“This is the assessment from the world’s largest sugar trader, where consecutive years of deficits, climate damage to important crops, and logistical bottlenecks resemble the situation in 2010 and 2011 when prices reached decades-high levels.
“Current conditions are alarmingly similar,” said Mauro Angelo, CEO of Alvean, the trading company controlled by the Brazilian firm Copersucar.
The company expects a sixth consecutive year of supply deficits, with a drop in production in India expected to reduce global sugar stocks. To make matters worse, Brazil is experiencing a repeat of port congestion from the early 2010s, leaving the world under-supplied.

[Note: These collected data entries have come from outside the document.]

Issue #3256, opened 2025-01-30
[Multi-Tenant] Allow viewing deleted tenants


mkurapov:
## Context
Currently, if a tenant is deleted, it is not possible to fetch it using the `tenant` query. 
However, this doesn't play nicely with the Admin UI: you are unable to navigate to the tenant details screen from the tenant list page.

If you are the operator tenant, we should allow fetching deleted tenants, and being able to view details.

## Todos
- [x] Allow the `tenant` Admin API resolver to return deleted tenants _if an operator is making the request_.
- [x] Allow clicking into tenant details in the Admin UI for deleted tenants. The fields should not be editable.

## PR:
https://github.com/interledger/rafiki/pull/3299

mkurapov:
- Blocked by #2915

PR #3289, opened 2025-02-11
feat(frontend): add operator-contextual dropdowns for tenant selection

### LINKED ISSUE #3273: [Multi-Tenant] Add tenant selection when creating resources in Admin UI
### Context

As an operator, you should be able to create assets, peers and wallet addresses on behalf of other tenants. We need to reflect this in the UI, and have the tenantId be selectable when creating those resources (via dropdowns). 

For non-operator tenants, we can hide the UI elements to select different tenants (since in the backend, the resolvers will use the tenantId from the signature/apollo context). 

### Todo
- [ ] For the create asset page, _if you are an operator_, we need to provide a dropdown that lists the tenants (with name and id). An operator can then select a particular tenant to create the asset for. This will pass in the `tenantId` in the `createAsset` mutation. The mutation input will need to be updated if it hasn't been done so.
- [ ] For the create wallet address page, _if you are an operator_, we need to update the dropdown of assets to provide information about the tenant as well. (alternatively, maybe two dropdowns, where you select the tenant first, then select the asset).
- [ ] For the create peers page, _if you are an operator_, we will need to update the asset dropdown similar to the create wallet address page, such that we can select assets across different tenants.

njlie:

- Adds tenant dropdown menus if the user is an operator for the following `frontend` pages:
  - Asset creation
  - Wallet Address creation
  - Peer creation
  - These resources will be created with the selected tenant, or with the selected asset associated with a given tenant.
- Does not display this option if the user is a tenant.

## Context

Fixes #3273.

## Checklist

- [ ] Tests added/updated

### DIFF
--- a/packages/backend/src/graphql/schema.graphql
+++ b/packages/backend/src/graphql/schema.graphql
@@ -675,7 +675,7 @@ type Asset implements Model {
   ): FeesConnection
   "The date and time when the asset was created."
   createdAt: String!
-  tenantId: String
+  tenantId: ID!
 }
 
 enum SortOrder {
--- a/packages/backend/src/graphql/schema.graphql
+++ b/packages/backend/src/graphql/schema.graphql
@@ -394,6 +394,8 @@ input CreateAssetInput {
   liquidityThreshold: UInt64
   "Unique key to ensure duplicate or retried requests are processed only once. For more information, refer to [idempotency](https://rafiki.dev/apis/graphql/admin-api-overview/#idempotency)."
   idempotencyKey: String
+  "Unique identifier of the tenant associated with the asset. This cannot be changed. Optional, if not provided, the tenantId will be obtained from the signature."
+  tenantId: ID
 }
 
 input UpdateAssetInput {
--- a/packages/backend/src/graphql/schema.graphql
+++ b/packages/backend/src/graphql/schema.graphql
@@ -673,6 +673,7 @@ type Asset implements Model {
   ): FeesConnection
   "The date and time when the asset was created."
   createdAt: String!
+  tenantId: String
 }
 
 enum SortOrder {
--- a/packages/frontend/app/lib/api/asset.server.ts
+++ b/packages/frontend/app/lib/api/asset.server.ts
@@ -123,6 +123,7 @@ export const listAssets = async (request: Request, args: QueryAssetsArgs) => {
               scale
               withdrawalThreshold
               createdAt
+              tenantId
             }
           }
           pageInfo {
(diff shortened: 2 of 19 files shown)


packages/frontend/app/routes/assets.create.tsx
```diff
@@ -63,6 +80,22 @@ export default function CreateAssetPage() {
                     label='Withdrawal Threshold'
                     error={response?.errors.fieldErrors.withdrawalThreshold}
                   />
+                  {tenants && (
+                    <Dropdown
+                      options={tenants.map((tenant) => ({
+                        label: tenant.node.id,
+                        value: `${tenant.node.id} ${tenant.node.publicName ? `(${tenant.node.publicName})` : ''}`
```
BlairCurrey, line 87: Good call.... came here to suggest using the name for the select after just seeing the id in the UI, but I understand the default operator just doesnt have one.

packages/frontend/app/lib/api/asset.server.ts
```diff
@@ -139,8 +140,12 @@ export const listAssets = async (request: Request, args: QueryAssetsArgs) => {
...
 }
 
-export const createAsset = async (request: Request, args: CreateAssetInput) => {
-  const apolloClient = await getApolloClient(request)
+export const createAsset = async (
+  request: Request,
+  args: CreateAssetInput,
+  tenantId?: string
+) => {
+  const apolloClient = await getApolloClient(request, tenantId)
```
BlairCurrey, line 148: I think something is missing here.

The `tenantId` is never passed in `createAsset` (just called once) nor `getApolloClient` (only passed in here but its `undefined`). And there is no `tenantId` on the `CreateAssetInput`. The backend mutation uses the header, so it's just always going to be the operator.

You can validate this by changing the `defaultValue` on the tenant dropdown to any bogus value and submitting and see that it works (should fail because its not a real tenant id).

I think the intention was probably to pass the `tenantId` in here and override the header but I think previously we agreed we didn't want to do that to ensure the header always identifies the requestor. 

I think we can remove the header overriding, put the `tenantId` on the gql input, and use the `ctx.forTenantId` provided by the [setForTenantIdGraphQLMutationMiddleware](https://github.com/interledger/rafiki/blob/2893/multi-tenancy-v1/packages/backend/src/graphql/middleware/index.ts#L55) (looks like mutation context type for assets needs to be updated to `ForTenantIdContext`).

packages/backend/src/graphql/schema.graphql
```diff
@@ -669,6 +671,7 @@ type Asset implements Model {
   ): FeesConnection
   "The date and time when the asset was created."
   createdAt: String!
+  tenantId: String
```
mkurapov, line 674:
```suggestion
  tenantId: ID!
```

packages/frontend/app/lib/api/tenant.server.ts
```diff
@@ -0,0 +1,84 @@
+import { gql } from '@apollo/client'
```
mkurapov, line 1: If you merge update `2893/multi-tenancy-v1` locally, you should see changes for this file from #3256

BlairCurrey (approved):

PR #2794, opened 2025-12-17
feat: Proper error propagation on execution failure

bittrance:
Some further testing of #2736 indicated that if the executor is unreachable (and probably several other classes of runtime errors) the error is actually suppressed because of `@Transactional` on `ExecutorService.execute`. However, I don't see much point in making that method transactional, since it is always called from `ScheduledJob` which is already transactional. Thus, this PR removes the inner transaction so that errors can flow freely. There is anyway very little mutation going on inside.

Also, that PR did not update commit statuses on error. Reasonably, if we fail to execute at all, that should be `unknown` commit status.

### DIFF
--- a/api/src/main/java/io/terrakube/api/plugin/scheduler/job/tcl/executor/persistent/PersistentExecutorService.java
+++ b/api/src/main/java/io/terrakube/api/plugin/scheduler/job/tcl/executor/persistent/PersistentExecutorService.java
@@ -12,7 +12,6 @@ import org.springframework.http.ResponseEntity;
 import org.springframework.http.client.reactive.ReactorClientHttpConnector;
 import org.springframework.stereotype.Service;
 import org.springframework.web.reactive.function.client.WebClient;
-import org.springframework.web.reactive.function.client.WebClientResponseException;
 
 import io.terrakube.api.plugin.scheduler.job.tcl.executor.ExecutionException;
 import io.terrakube.api.plugin.scheduler.job.tcl.executor.ExecutorContext;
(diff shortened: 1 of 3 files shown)


api/src/main/java/io/terrakube/api/plugin/scheduler/job/tcl/executor/persistent/PersistentExecutorService.java
```diff
@@ -61,7 +60,7 @@ public void send(Job job, ExecutorContext executorContext) throws ExecutionExcep
                     .retrieve()
                     .toEntity(ExecutorContext.class)
                     .block();
-        } catch (URISyntaxException | WebClientResponseException ex) {
+        } catch (Exception ex) {
             throw new ExecutionException(ex);
         }
```
bittrance: Communication errors would tend to be runtime errors which we also want to convert to checked exceptions.

alfespa17 (approved):

alfespa17:
> Also, that PR did not update commit statuses on error. Reasonably, if we fail to execute at all, that should be unknown commit status.

`unknow commit status` will be marked as error here:

### Github

https://github.com/terrakube-io/terrakube/blob/c581ea69d1459a479735775a3ca6e547e89e05df/api/src/main/java/io/terrakube/api/plugin/vcs/provider/github/GitHubWebhookService.java#L167

### Gitlab

https://github.com/terrakube-io/terrakube/blob/c581ea69d1459a479735775a3ca6e547e89e05df/api/src/main/java/io/terrakube/api/plugin/vcs/provider/gitlab/GitLabWebhookService.java#L510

“Rainfall in India has been poor, and water reservoirs are extremely low, so the next crop may be even worse than the current one,” Angelo said in an interview with Bloomberg News.
India is not expected to export in the current marketing year, a shift from two seasons ago when shipments reached 11 million tonnes. This means the global market relies on Brazil, Angelo said. It also makes prices extremely sensitive to issues like rains that threaten to interrupt sugarcane harvesting or delay sugar loading onto ships.
Sugar is already piling up at Brazilian ports, with the country’s infrastructure at the limit of its capacity.
Giant soybean and corn crops that cannot be transported by dry rivers and streams in the north of the country are competing for space with sugar at ports and railways in the southeast, while recent heavy rains have increased the waiting time for ships to load.
Alvean’s CEO believes that logistical issues likely prevented Brazil from shipping at least 1 million tonnes of sugar in October, a loss that the country is unlikely to compensate for in the coming months. This is because crowded ports will not have the capacity to handle extra volumes, and soon a new soybean crop will occupy storage space.
With low stocks in countries that depend on imports to meet demand, Angelo sees the risk of supply chain disruptions.
“Buyers have been delaying orders and only buying what is necessary in recent months. The increasing involvement of governments in purchases and reductions in import taxes are important signs of tight stocks,” he said. “The entire system is under stress.”